*SUPPLIED MATERIAL*
PR #196, opened 2023-03-03
fix: sf bulk 2.0

albertyfwu:
Somehow jsforce was hanging on bulk 2.0 query. didn't debug and just rewrote it with `fetch`.

This does not yet deal with refreshing access token.

### DIFF
--- a/packages/core/remotes/crm/salesforce/index.ts
+++ b/packages/core/remotes/crm/salesforce/index.ts
@@ -1,6 +1,9 @@
+// fetch methods / types not present in @types/node yet
+// https://github.com/DefinitelyTyped/DefinitelyTyped/issues/60924
+/// <reference lib="dom" />
+
 import { CsvError, Info, parse } from 'csv-parse';
 import * as jsforce from 'jsforce';
-import fetch, { type Response } from 'node-fetch';
 import { AccountCreateParams, RemoteAccount, RemoteAccountUpdateParams } from '../../../types/account';
 import { CRMConnection } from '../../../types/connection';
 import { RemoteContact, RemoteContactCreateParams, RemoteContactUpdateParams } from '../../../types/contact';
@@ -26,9 +29,6 @@ import {
   toSalesforceOpportunityCreateParams,
   toSalesforceOpportunityUpdateParams,
 } from './mappers';
-
-// TODO: data-drive
-const BULK2_POLL_TIMEOUT = 240000; // 4 minutes
 
 const propertiesToFetch = {
   account: [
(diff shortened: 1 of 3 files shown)


packages/core/remotes/crm/salesforce/index.ts
```diff
@@ -1,4 +1,6 @@
+import { CsvError, Info, parse } from 'csv-parse';
 import * as jsforce from 'jsforce';
+import fetch, { type Response } from 'node-fetch';
```
lucasmarshall, line 3: Where is this being added as a dependency? I don't see it in the `package.json` above. Also, we could just use the [built-in node version](https://nodejs.org/dist/latest-v18.x/docs/api/globals.html#fetch) of fetch since we are on node 18

packages/core/remotes/crm/salesforce/index.ts
```diff
@@ -150,13 +195,112 @@ class SalesforceClient extends CrmRemoteClientEventEmitter implements CrmRemoteC
...
+    throw new Error('bulk 2.0 job polling timed out');
+  }
+
+  async #getBulk2QueryJobResponse(jobId: string, locator?: string): Promise<Response> {
+    const params = new URLSearchParams();
+    if (locator) {
+      params.set('locator', locator);
+    }
+
+    const response = await fetch(`${this.#instanceUrl}/services/data/v57.0/jobs/query/${jobId}/results?${params}`, {
```
lucasmarshall, line 265: Same as above

packages/core/remotes/crm/salesforce/index.ts
```diff
@@ -150,13 +195,112 @@ class SalesforceClient extends CrmRemoteClientEventEmitter implements CrmRemoteC
...
+    if (response.status !== 200) {
+      throw new Error(`Status code ${response.status} when submitting salesforce bulk 2.0 query`);
+    }
+
+    return await response.json();
+  }
+
+  async #pollBulk2QueryJob(jobId: string): Promise<void> {
+    const poll = async (): Promise<SalesforceBulk2QueryJob> => {
+      const response = await fetch(`${this.#instanceUrl}/services/data/v57.0/jobs/query/${jobId}`, {
```
lucasmarshall, line 220: Same as above

packages/core/remotes/crm/salesforce/index.ts
```diff
@@ -150,13 +195,112 @@ class SalesforceClient extends CrmRemoteClientEventEmitter implements CrmRemoteC
     });
   }
 
+  async #submitBulk2QueryJob(soql: string): Promise<SalesforceBulk2QueryJob> {
+    const response = await fetch(`${this.#instanceUrl}/services/data/v57.0/jobs/query`, {
```
lucasmarshall, line 199: Do we want the version to be config-driven here?

albertyfwu: maybe eventually, but this seems good for now, especially because changing a version may not just be a matter of updating it in the URL, but changing processing code, since assumptions around data schema could change.

khennes: nit: use a constant for the version #?

lucasmarshall (approved):

PR #197, opened 2023-03-04
feat: write to sync history

lucasmarshall:


packages/sync-workflows/workflows/run_syncs.ts
```diff
@@ -16,6 +18,24 @@ export type RunSyncsArgs = {
...
+      } else {
+        await logSyncFinish({
+          historyId: historyIds[idx],
+          status: 'FAILURE',
+          errorMessage: result.reason.message ?? 'Unknown error',
+        });
+      }
+    })
+  );
   await populateAssociations({ connectionId });
```
albertyfwu, line 40: This is probably beyond the scope of this PR, but we should probably leave a note somewhere that we need to address the "sync" abstraction so that we can properly account for the fact that associations are not done yet by the time that `logSyncFinish` is recorded.

packages/sync-workflows/activities/log_sync_finish.ts
```diff
@@ -0,0 +1,23 @@
...
+  return async function logSyncFinish({
+    historyId,
+    status,
+    errorMessage,
+  }: {
+    historyId: number;
+    status: SyncHistoryStatus;
+    errorMessage?: string;
+  }) {
+    await syncHistoryService.update({
```
albertyfwu, line 14: Could we move this business logic inside `SyncHistoryService` instead instead of exposing a generic `update` method? It doesn't seem like there will be any external trigger of these methods; they're all internal uses.

packages/db/prisma/schema.prisma
```diff
@@ -169,11 +169,11 @@ model CrmOpportunity {
 }
 
 model SyncHistory {
-  id             String     @id @default(uuid())
+  id             Int        @id @default(autoincrement())
   // contact, lead, account, opportunity, etc.
   model          String
   // success | error
```
albertyfwu, line 175: update comment? I believe `IN_PROGRESS` is a valid status

packages/core/types/sync_history.ts
```diff
@@ -0,0 +1,15 @@
...
+export type SyncHistoryStatus = 'SUCCESS' | 'FAILURE' | 'IN_PROGRESS';
+
+export type SyncHistory = {
+  id: number;
+  model: string;
+  status: SyncHistoryStatus;
+  errorMessage: string | null;
+  startTimestamp: Date;
+  endTimestamp: Date | null;
+  connection: Connection;
```
albertyfwu, line 12: maybe we can address in another PR, but doesn't this include the credentials too? Is that necessary for a consumer of `SyncHistory`?

packages/core/services/sync_history_service.ts
```diff
@@ -0,0 +1,86 @@
...
+    paginationParams,
+    model,
+  }: {
+    connectionId: string;
+    paginationParams: PaginationParams;
+    model?: string;
+  }): Promise<PaginatedResult<SyncHistory>> {
+    const { page_size, cursor } = paginationParams;
+    const pageSize = page_size ? parseInt(page_size) : undefined;
+    // TODO casting to any here because prisma isn't typing the model with the included connection correctly
```
albertyfwu, line 62: is the todo to make it generic later?

albertyfwu (approved):

packages/core/services/sync_history_service.ts
lucasmarshall: The TODO is to revisit if/when prisma fixes this typing issue

packages/core/types/sync_history.ts
lucasmarshall: Yeah, we can probably narrow the fields returned here to only include what a consumer may need. Will do.

packages/core/mappers/sync_history.ts
```diff
@@ -0,0 +1,23 @@
...
+  connection,
+}: SyncHistoryModel & { connection: Connection }): SyncHistory => {
+  return {
+    id,
+    model,
+    status: status as SyncHistoryStatus,
+    errorMessage,
+    startTimestamp,
+    endTimestamp,
+    connection: fromConnectionModel(connection),
```
albertyfwu, line 21: does this still return the `credentials`? Additionally, why does the caller of `syncHistoryModel` need the connection object?

lucasmarshall: I'll remove it for now

albertyfwu (approved):

PR #204, opened 2023-03-07
feat: endpoint for sync-history

lucasmarshall:
Also restructures the openapi a bit to allow for customer API docs, fixes some error handling


apps/api/routes/customer/integration/connection/index.ts
```diff
@@ -28,5 +30,8 @@ export default function init(app: Router): void {
     return res.status(200).send(connection);
   });
 
+  syncInfo(connectionRouter);
```
albertyfwu, line 33: Given that we pass in the customer id in the headers, isn't it enough to look up the sync info? Why do we want to make the sync info and sync history endpoints nested under `/connections`?

lucasmarshall: We don't pass them in the headers for the customer api

apps/api/middleware/connection.ts
```diff
@@ -6,7 +6,7 @@ const { connectionService, integrationService } = getDependencyContainer();
 
 export async function connectionMiddleware(req: any, res: Response, next: NextFunction) {
   req.sg = {
-    connectionId: req.params.connectionId,
+    connectionId: req.params.connectionId ?? req.params.connection_id,
```
tomkit, line 9: how come we need to support both?

apps/api/routes/customer/integration/connection/index.ts
tomkit: I agree sync-info sync-history should be a top-level API and the developer should pass in params via headers rather than nested under CRM APIs

apps/api/routes/customer/integration/connection/sync_history.ts
```diff
@@ -0,0 +1,36 @@
...
+
+export default function init(app: Router) {
+  app.get(
+    '/sync-history',
+    async (
+      req: Request<GetSyncHistoryPathParams, GetSyncHistoryResponse, GetSyncHistoryRequest, GetSyncHistoryQueryParams>,
+      res: Response<GetSyncHistoryResponse>
+    ) => {
+      const { next, previous, results } = await syncHistoryService.list({
+        connectionId: req.params.connection_id,
```
tomkit, line 21: how did you get req.params to work? if the param is not in the immediate router URI?

lucasmarshall: It is in the immediate router.

lucasmarshall: Also, if you want, you can have params merged from parent routers.

apps/api/middleware/connection.ts
lucasmarshall: The latter matches the openapi spec, but the former is being used in endpoints that don't have an openapi spec

apps/api/routes/customer/integration/connection/index.ts
lucasmarshall: So you are saying this should be moved out of `/customers` to someplace else?

sync-info was in the CRM API before, but it didn't make sense there. Should we move both of these to a sync API?

apps/api/middleware/connection.ts
tomkit: Ok, (my bad for using it in express), I think we should just have express route.use use `connection_id` rather than `connectionId` then

apps/api/routes/customer/integration/connection/index.ts
tomkit: For posterity we walked this back

asdfryan (approved):

apps/api/middleware/connection.ts
```diff
@@ -6,7 +6,7 @@ const { connectionService, integrationService } = getDependencyContainer();
 
 export async function connectionMiddleware(req: any, res: Response, next: NextFunction) {
   req.sg = {
-    connectionId: req.params.connectionId,
```
tomkit, line 9: does the customer middleware also need to be updated?

apps/api/routes/crm/v1/sync_history.ts
```diff
@@ -0,0 +1,36 @@
...
+
+export default function init(app: Router) {
+  app.get(
+    '/sync-history',
+    async (
+      req: Request<GetSyncHistoryPathParams, GetSyncHistoryResponse, GetSyncHistoryRequest, GetSyncHistoryQueryParams>,
+      res: Response<GetSyncHistoryResponse>
+    ) => {
+      const { next, previous, results } = await syncHistoryService.list({
+        connectionId: req.customerConnection.id,
```
tomkit, line 21: nit: at some point we probably should place all of our hydrated objects under a namespaced key, e.g. `sg`

apps/api/routes/customer/integration/index.ts
```diff
@@ -35,5 +35,5 @@ export default function init(app: Router): void {
 
   connection(integrationRouter);
 
-  app.use('/integrations/:integrationId', integrationMiddleware, integrationRouter);
```
tomkit, line 38: does the integration middleware also need to be updated?

apps/api/middleware/connection.ts
lucasmarshall: Good catch

apps/api/routes/crm/v1/sync_history.ts
lucasmarshall: Agreed, outside the scope of this PR

tomkit (approved):

PR #210, opened 2023-03-07
fix: fix non-crm router. add mgmt/v1/ routes

tomkit:


apps/api/routes/index.ts
```diff
@@ -1,14 +1,14 @@
...
 export default function initRoutes(app: Router): void {
   oauth(app);
+  mgmt(app);
 
-  customer(app);
-
-  app.use(connectionHeaderMiddleware);
-  crm(app);
+  const crmRouter = Router();
+  crmRouter.use(connectionHeaderMiddleware);
```
tomkit, line 12: previously connectionHeaderMiddleware was being applied for all routes under `app`

lucasmarshall (approved):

*EXERCISE DESCRIPTION*
Answer with one number only, the count of lines in the material above that hold "mappers".

*TASK OUTPUT*
2